Single by Emmanuel

from the album Desnudo
- Released: 1987
- Recorded: 1985–1986
- Studio: Sintonía Studios Hispavox Torresonido (Madrid, Spain) Livingston Studios (London, England, United Kingdom)
- Genre: Latin • Italo disco
- Length: 3:31
- Label: RCA Ariola
- Songwriter: Luis Gómez-Escolar · K. C. Porter
- Producer: Juan Carlos Calderón

Emmanuel singles chronology
| "Toda La Vida" (1986) | "Es Mi Mujer" (1987) | "No Te Quites la Ropa" (1987) |

Music video
- "Es Mi Mujer" on YouTube

= Es Mi Mujer =

"Es Mi Mujer" ("It's My Woman") is a song written by Luis Gómez-Escolar and K. C. Porter, produced by Juan Carlos Calderón and performed by Mexican singer Emmanuel.
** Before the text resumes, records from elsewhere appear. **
PR #6011, opened 2020-08-22
set_pipeline step header indicates whether changes were applied

### LINKED ISSUE #6000: set_pipeline step header should indicate whether changes were applied
When viewing a build that reconfigures pipelines, it's hard to tell which pipelines were actually changed:

image

Quick suggestion: highlight it in yellow, like the `get` step? Or the opposite - dim steps which had no changes to apply? No strong preference!

This would likely involve emitting an event from the `set_pipeline` step so that the UI can know to highlight the step.

andy-paine:

closes #6000  .

Add a new event for when a set_pipeline step runs called `SetPipelineChanged` that includes a boolean flag as to whether there was any diff. Frontend renders this as a yellow tooltip with a hover message of `pipeline config changed`
Screenshot 2020-08-22 at 00 14 38
Screenshot 2020-08-22 at 00 14 14
Screenshot 2020-08-22 at 10 10 15

## Notes to reviewer:
I didn't extensively test the tooltip bits as it is using the exact same event code as the `get` tooltips which are still covered. Never really written Elm before so feel free to point out if I'm doing something weird.

## Release Note
`set_pipeline` steps will now indicate if any changes were applied

## Contributor Checklist
- [x] [Signed] all commits
- [ ] Updated [Documentation]

## Reviewer Checklist
- [ ] Code reviewed
- [ ] Tests reviewed
- [ ] Documentation reviewed
- [ ] Release notes reviewed
- [ ] PR acceptance performed
  the [integration
  `--help` text).


web/elm/src/Build/StepTree/StepTree.elm
```diff
@@ -1074,16 +1074,22 @@ viewStepHeaderLabel : StepHeaderType -> StepID -> Html Message
...
+                    [ onMouseLeave <| Hover Nothing
+                    , onMouseEnter <| Hover <| Just <| ChangedStepLabel stepID "pipeline config changed"
+                    ]
+
+                _ ->
+                    []
     in
     Html.div
-        (id (toHtmlID <| FirstOccurrenceGetStepLabel stepID)
+        (id (toHtmlID <| ChangedStepLabel stepID "")
```
andy-paine, line 1092: `""` feels a bit weird but I think the alternative would have to be keeping the `FirstOccurrenceGetStepLabel` and creating a new `ChangedSetPipelineLabel` (in `DomID`) but in almost every situation this is just going to result in another branch in a `case` statement with almost identical contents.

matthewpereira:
I think this is a great quick win. In the long term it might be smart for us to come up with an icon or something that indicates what's going on rather than relying on colour, but since we already have the colour signal for changed get steps this feels like a smart way to capitalize on that.

My one suggestion is that we improve the readability of the tooltip at the same time. I think the existing background/foreground combination (top) was difficult to read, and we could improve that by switching to black text (middle), or changing both the foreground and background (bottom) for something that stands out better and is really easy to read:

Frame 11(2)

Here are the hex codes and contrast ratings for each of those combinations:

Tooltip contrast

That AAA rating (based on [WCAG guidelines](https://developer.mozilla.org/en-US/docs/Web/Accessibility/Understanding_WCAG/Perceivable/Color_contrast)) means that people with different visual impairments or who have low quality monitors or bad lighting conditions will all have an easier time reading the tooltip, and the rest of us won't have to try as hard either.

@jomsie @andy-paine What do you think? Would this be difficult to change?

andy-paine:
I went with the second one since Concourse has quite a dark theme, I felt that a lighter tooltip would help draw attention towards it. This affects the `get` step tooltip too but it also looks much better and shouldn't impact on anything else.

Screenshot 2020-08-25 at 15 11 23
Screenshot 2020-08-25 at 15 12 11

andy-paine:
In terms of bold vs. not bold, this is a side-by-side. The codebase uses a `700` default for font-weight and bold is `900`:
Screenshot 2020-08-25 at 15 12 11
Screenshot 2020-08-25 at 15 19 50

I think the bolder is probably easier to read. Thoughts on color + boldness? Both are trivial changes 👍

matthewpereira:
That's great - thanks for the quick turnaround time @andy-paine! I agree with you on the light tooltip background.

I think the `700` *looks* a little nicer, personally, but I could go either way. @jomsie do you have a preference?

andy-paine:
> shouldn't impact on anything else.

Turns out this was a wildly inaccurate statement 😆 - changing the default tooltip background color changes quite a bit. I can update everything else (I think being consistent about tooltips is a good plan) but it feels out of scope for this PR and I would rather raise it separately.

Do you mind if we treat this PR as "makes `set_pipeline` do the same as `get` does now" and we address the colors in a new one?

matthewpereira:
Haha, whoops. Sure - let's alter the colours separately. 👍 I'll make another issue and copy my comments above to it.

jomsie:
Howdy y'all!

So just to catch up with all the discussion, this PR is just to get the tooltip in for new changes on set_pipeline steps? Changing colours comes later (and separately)?

andy-paine:
Yep - I'm going to remove the last commit and stick it in a new PR

andy-paine:
Right should be in a reviewable state now - visually it will look like the original PR message again

atc/event/events.go
```diff
@@ -176,6 +176,14 @@ type FinishPut struct {
...
 func (FinishPut) Version() atc.EventVersion { return "5.1" }
 
+type SetPipelineChanged struct {
+	Origin  Origin `json:"origin"`
+	Changed bool   `json:"changed"`
+}
+
+func (SetPipelineChanged) EventType() atc.EventType  { return EventTypeSetPipelineChanged }
+func (SetPipelineChanged) Version() atc.EventVersion { return "1.0" }
+
```
agurney, line 186: More of a note for the future than something to bundle in here:

This new event type could also be rendered in `fly watch` by adding an extra case in `fly/eventstream/render.go`. That could be a quick follow-up for someone to add, or maybe you just want to slipstream that here. No strong feeling from me on that but I do think it would be nice to have rough parity between the textual and web views.

jomsie:
I apologize for taking so long reviewing this! I've been having some issues with my workstation lately. I haven't forgotten! :)

jomsie (approved):
Looks good! Thanks for this, adds some consistency to our use of tooltips :)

It was released as the second single from his studio album Desnudo (1986) in early 1987. This song became the second number-one hit by the singer at the Billboard Hot Latin Tracks chart, after the three weeks reign of his single "Toda La Vida" in 1986. "Es Mi Mujer" was later covered by Johnny Ray and Banda Rugido.

==Chart performance==
The song debuted on the Billboard Hot Latin Tracks chart at number 34 on January 10, 1987 and climbed to number-one twelve weeks later. It replace at the top of the chart "De Mí Enamórate" by Mexican singer Daniela Romo and was replaced four weeks later by Braulio's "En Bancarrota".